# Storage Options for Long and Medium Hand Tools for Yards



## FlowRider (Apr 7, 2019)

Over the years, I have accumulated a broad array of long and medium handled tools for getting work done in my yards and landscapes.

If you don't keep the stuff organized it can be a real pain to sort through while looking for the tool you need.

So I built some storage options to deal with this in the garage. I used metal hooks with plasticized rubber dip coated surfaces to hang up my heavy long handled tools on the wall of the garage. I used four inch star torx head ceramic coated wood screws to mount 2x6" and 2x4" pine and fir lumber to the studs in the walls - using a battery powered stud finder - to sturdily screw anchor the lumber boards onto the wall.

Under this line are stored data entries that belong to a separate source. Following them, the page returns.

PR #1782, opened 2026-06-06
Fix ValueError in MRU plugin when running mru.msoffice

JazzCore:
Got this exception when running `mru.msoffice`:

```
  File "/home/user/venv/bin/target-query", line 6, in <module>
    sys.exit(main())
             ^^^^^^
  File "/home/user/venv/lib/python3.12/site-packages/dissect/target/tools/utils/cli.py", line 475, in wrapper
    return func(*args, **kwargs)
           ^^^^^^^^^^^^^^^^^^^^^
  File "/home/user/venv/lib/python3.12/site-packages/dissect/target/tools/query.py", line 260, in main
    for record in record_generator:
                  ^^^^^^^^^^^^^^^^
  File "/home/user/venv/lib/python3.12/site-packages/dissect/target/plugins/os/windows/regf/mru.py", line 307, in msoffice
    yield from parse_office_mru(self.target, subkey, MSOfficeMRURecord)
  File "/home/user/venv/lib/python3.12/site-packages/dissect/target/plugins/os/windows/regf/mru.py", line 435, in parse_office_mru
    yield from parse_office_mru(target, subkey, record)
  File "/home/user/venv/lib/python3.12/site-packages/dissect/target/plugins/os/windows/regf/mru.py", line 429, in parse_office_mru
    yield from parse_office_mru_key(target, key.subkey("Place MRU"), record)
  File "/home/user/venv/lib/python3.12/site-packages/dissect/target/plugins/os/windows/regf/mru.py", line 447, in parse_office_mru_key
    entry_index = int(value.name.split(" ")[1])
                  ^^^^^^^^^^^^^^^^^^^^^^^^^^^^^
ValueError: invalid literal for int() with base 10: 'Metadata'
```

In my case in addition to regular registry office MRU values like `Item 1, Item 2` in File/Place MRU there were extra values with names like `Item Metadata 1` and data like this: `<Metadata><AppSpecific><OneNoteNotebookUrl>C:\Path</OneNoteNotebookUrl></AppSpecific></Metadata>`

### DIFF
--- a/dissect/target/plugins/os/windows/regf/mru.py
+++ b/dissect/target/plugins/os/windows/regf/mru.py
@@ -1,5 +1,6 @@
 from __future__ import annotations
 
+import re
 import struct
 from typing import TYPE_CHECKING
 
@@ -113,8 +114,12 @@ MSOfficeMRURecord = UserRegistryRecordDescriptor(
         ("varint", "index"),
         ("string", "value"),
         ("string", "key"),
+        ("string", "metadata"),
     ],
 )
+
+RE_OFFICEMRU_VALUE_NAME = re.compile(r"^Item (\d+)$")
+RE_OFFICEMRU_METADATA_VALUE_NAME = re.compile(r"^Item Metadata (\d+)$")
 
 
 class MRUPlugin(Plugin):
@@ -434,20 +439,25 @@ def parse_office_mru(target: Target, key: RegistryKey, record: TargetRecordDescr
 def parse_office_mru_key(target: Target, key: RegistryKey, record: TargetRecordDescriptor) -> Iterator[Record]:
     user = target.registry.get_user(key)
 
+    mru_metadata = {}
+    mru_data = []
+
     for value in key.values():
-        if not value.name.startswith("Item"):
-            continue
+        if match := RE_OFFICEMRU_METADATA_VALUE_NAME.fullmatch(value.name):
+            mru_metadata[int(match.group(1))] = value.value
+        elif match := RE_OFFICEMRU_VALUE_NAME.fullmatch(value.name):
+            entry_index = int(match.group(1))
+            info_str, path = value.value.split("*", 1)
+            info = {part[0]: int(part[1:], 16) for part in info_str.strip("[]").split("][")}
+            mru_data.append((entry_index, info, path))
 
-        entry_index = int(value.name.split(" ")[1])
-        info_str, path = value.value.split("*", 1)
-
-        info = {part[0]: int(part[1:], 16) for part in info_str.strip("[]").split("][")}
-
+    for entry_index, info, path in mru_data:
         yield record(
             ts=wintimestamp(info["T"]),
             regf_mtime=key.ts,
             index=entry_index,
             value=path,
+            metadata=mru_metadata.get(entry_index),
             _target=target,
             _user=user,
             _key=key,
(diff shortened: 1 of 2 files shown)


Schamper:
Is this the only variant you encountered? Maybe it's worth yielding a record for this? Can be the same record type, just with the "raw value" as value, and no `ts` value, since we can't derive one.

JazzCore:
Yeah, this was only one I seen. Also while checking seen another example on SO - https://stackoverflow.com/questions/71692905/batch-script-to-change-a-value-in-a-registry-key-for-templates-of-microsoft-offi.

For yielding record you mean for this `Item Metadata` field? I dont see the need to add new record just for it, since it's a part of `msoffice` record anyway. We can probably extend `MSOfficeMRURecord` record to add `metadata` field for it and set it to raw key data, if exists.  Not sure about backwards compatibility of extending already existing record though. If this is a concern - then yea, probably better to just yield this field separately. Another question if this data is even interesting and merits a yield...

Schamper:
> We can probably extend `MSOfficeMRURecord` record to add `metadata` field for it and set it to raw key data, if exists. Not sure about backwards compatibility of extending already existing record though. If this is a concern - then yea, probably better to just yield this field separately.

Oh yeah, hadn't considered that. Adding a `metadata` field seems like a good idea. Backwards compatibility is not really a concern in that regard.

> Another question if this data is even interesting and merits a yield...

🤷. I do agree it's probably not of enough value to add a whole new record for it, but adding it as a `metadata` field doesn't seem overly complex and does slightly contribute towards that synthetic warm fuzzy feeling for making a parser slightly more complete.

JazzCore:
Added `metadata` field to `MSOfficeMRURecord` record

Schamper:
Can you resolve the conflicts :)

dissect/target/plugins/os/windows/regf/mru.py
```diff
@@ -113,9 +114,13 @@
         ("varint", "index"),
         ("string", "value"),
         ("string", "key"),
+        ("string", "metadata"),
     ],
 )
 
+OFFICEMRU_VALUE_NAME_RE = re.compile(r"^Item \d+$")
+OFFICEMRU_METADATA_VALUE_NAME_RE = re.compile(r"^Item Metadata \d+$")
```
Schamper:
```suggestion
RE_OFFICEMRU_VALUE_NAME = re.compile(r"^Item (\d+)$")
RE_OFFICEMRU_METADATA_VALUE_NAME = re.compile(r"^Item Metadata (\d+)$")
```

dissect/target/plugins/os/windows/regf/mru.py
```diff
@@ -431,20 +436,25 @@ def parse_office_mru(target: Target, key: RegistryKey, record: TargetRecordDescr
...
-
-        info = {part[0]: int(part[1:], 16) for part in info_str.strip("[]").split("][")}
+    mru_metadata = {}
+    mru_data = []
 
+    for value in key.values():
+        if OFFICEMRU_METADATA_VALUE_NAME_RE.search(value.name):
+            mru_metadata[int(value.name.split(" ")[2])] = value.value
+        elif OFFICEMRU_VALUE_NAME_RE.search(value.name):
+            entry_index = int(value.name.split(" ")[1])
```
Schamper:
```suggestion
        if match := RE_OFFICEMRU_METADATA_VALUE_NAME.fullmatch(value.name):
            mru_metadata[int(match.group(1))] = value.value
        elif RE_OFFICEMRU_VALUE_NAME.fullmatch(value.name):
            entry_index = int(match.group(1))
```

Schamper (changes requested):

JazzCore:
> Can you resolve the conflicts :)

Done :)

Schamper (approved):

Schamper:
Huge thanks for all the fixes with detailed explanations and tests, all the effort that went into it is highly appreciated!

Then I drilled and screwed the tool holders, or screwed them in directly with certain hangers, to hang the tools from and keep them close to the wall so you don't get snagged walking past them and they stay out of the way, and keep everything easy to find when you need a tool.


----------



## FlowRider (Apr 7, 2019)

For the lighter medium sized handles tools, I bought Rubbermaid tool storage racks made out of molded thermoplastic to keep the tools sorted out. These storage organizers come in different sizes, shapes and lengths. They have holes which hold and support the handles of the tools, and keep them from damaging the other tools while storing or removing them.

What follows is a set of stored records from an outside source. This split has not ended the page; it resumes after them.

PR #1792, opened 2026-06-16
Fix APFS implementation due to VFS changes

Schamper:
https://github.com/fox-it/dissect.target/pull/1301 caused an previously unnoticed bug to the APFS implementation in `dissect.target`.


Miauwkeru (approved):
LGTM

It makes finding the right tool so much easier, and reduces frustration, especially when you are hot from yard work.

This is the medium height model, about three feet high:



This is a lower height unit, which is for short handled tools, and lightweight stuff that do it yourself guys (and gals) need from time to time. It is actually designed to fit into a 90 degree corner but I use mine a little differently because of access reasons.

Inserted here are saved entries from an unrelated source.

Issue #1835, opened 2026-06-18
Target architecture does not return expected value for macOS targets


Schamper:
Looks like https://github.com/fox-it/dissect.target/pull/1733 does not function as intended on macOS targets, or at least disk images of ARM virtual machines:

```
❯ uv run target-info ~/Downloads/ED213FEE-7B2F-410F-A7C3-C5976EBF7903.img
[...]
Architecture   : 2-apple-macos
```

@JSCU-CNI could you provide some insight on how you implemented/tested this?

JSCU-CNI:
See https://github.com/fox-it/dissect.target/pull/1870 for a test example. My guess is that your image contains a multi-arch mach-o binary (https://en.wikipedia.org/wiki/Mach-O#Multi-architecture_binaries). Could you share the image?

Schamper:
> Could you share the image?

It's just a standard macOS virtual machine created through UTM on a Apple Silicon MacBook. I'll see if I can share any Mach-O files later, or find any other leads.

PR #1870, opened 2026-06-22
Improve macOS tests

JSCU-CNI:
To aid with #1835 this PR improves existing macOS functionality by adding test data from https://cfreds.nist.gov/all/Hexordia/2026MVSCTFMac. The `MacOSPlugin.architecture` attribute is now properly tested.


dissect/target/plugins/os/unix/history.py
```diff
@@ -63,9 +64,19 @@ def _find_history_files(self) -> list[tuple[str, TargetPath, UnixUserRecord]]:
...
-                    history_files.append((shell, history_path, user_details.user))
+                if "*" in history_relative_path:
+                    base, _, glob = history_relative_path.partition("*")
+                    history_dir = user_details.home_path.joinpath(base)
+                    if history_dir.is_dir():
+                        history_files.extend(
+                            (shell, history_path, user_details.user)
+                            for history_path in history_dir.glob(f"*{glob}")
+                            if history_path.is_file()
+                        )
```
Schamper: Wouldn't a `user_details.home_path.glob(history_relative_path)` already work? In theory, the logic you're trying to implement here is already implemented in the pathlib globbing logic, and this variant currently only works if the `*` is right after a path separator.

Schamper (changes requested):

dissect/target/plugins/os/unix/history.py
JSCU-CNI: Good point, simplified that part in [6b34c9c](https://github.com/fox-it/dissect.target/pull/1870/commits/6b34c9c581f6abc3eb69c9878eb2503f4168991c)

Schamper (changes requested):
Can you fix the unit tests?

Schamper (approved):

PR #1873, opened 2026-07-01
Ignore boot partitions when scanning mounts for Trash folders

JSCU-CNI:
This patch makes sure the `GnomeTrashPlugin` does not end up scanning FAT partitions. This is a workaround for a recursion bug in traversing FAT filesystems which hopefully is fixed with https://github.com/fox-it/dissect.fat/pull/37.

PR #1874, opened 2026-07-06
Fix abspath for special drive names

Schamper:
Needed to properly handle the "special drive names" in abspath to correctly deal with situations such as encountered in https://github.com/fox-it/dissect.target/pull/1873.


Miauwkeru (approved):
LGTM

Did notice that we might need to adjust the dirloader later, due to the changes in targetpath it will use the `efi/` for the efi disk, however the dirloader won't show it

Schamper:
> Did notice that we might need to adjust the dirloader later, due to the changes in targetpath it will use the `efi/` for the efi disk, however the dirloader won't show it

Can you make a new issue exactly describing what you mean?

Handy units, sturdy enough, easy to assemble or disassemble, and rust proof. Affordable too:



And they come in handy when the neighbor's big old Doberman and German Shepherd dogs are running around loose and walk up in your garage like they plan to take the place over. Not that this has ever happened to me, more than once.

Those dogs are lucky I love dogs! :lol:


----------



## ctrav (Aug 18, 2018)

Well one things for sure some folks do a lot of digging, sweeping and raking :lol: :shock:


----------



## Babaganoosh (Apr 21, 2019)

I use the Rubbermaid FastTrack system. They have some specialized hooks which I really like. For instance they have one that fits line trimmers or multi tools. (stihl kombi). I don't have a pic handy but here's an example.


----------



## Ware (Jan 28, 2017)

Babaganoosh said:


> I use the Rubbermaid FastTrack system. They have some specialized hooks which I really like. For instance they have one that fits line trimmers or multi tools. (stihl kombi). I don't have a pic handy but here's an example.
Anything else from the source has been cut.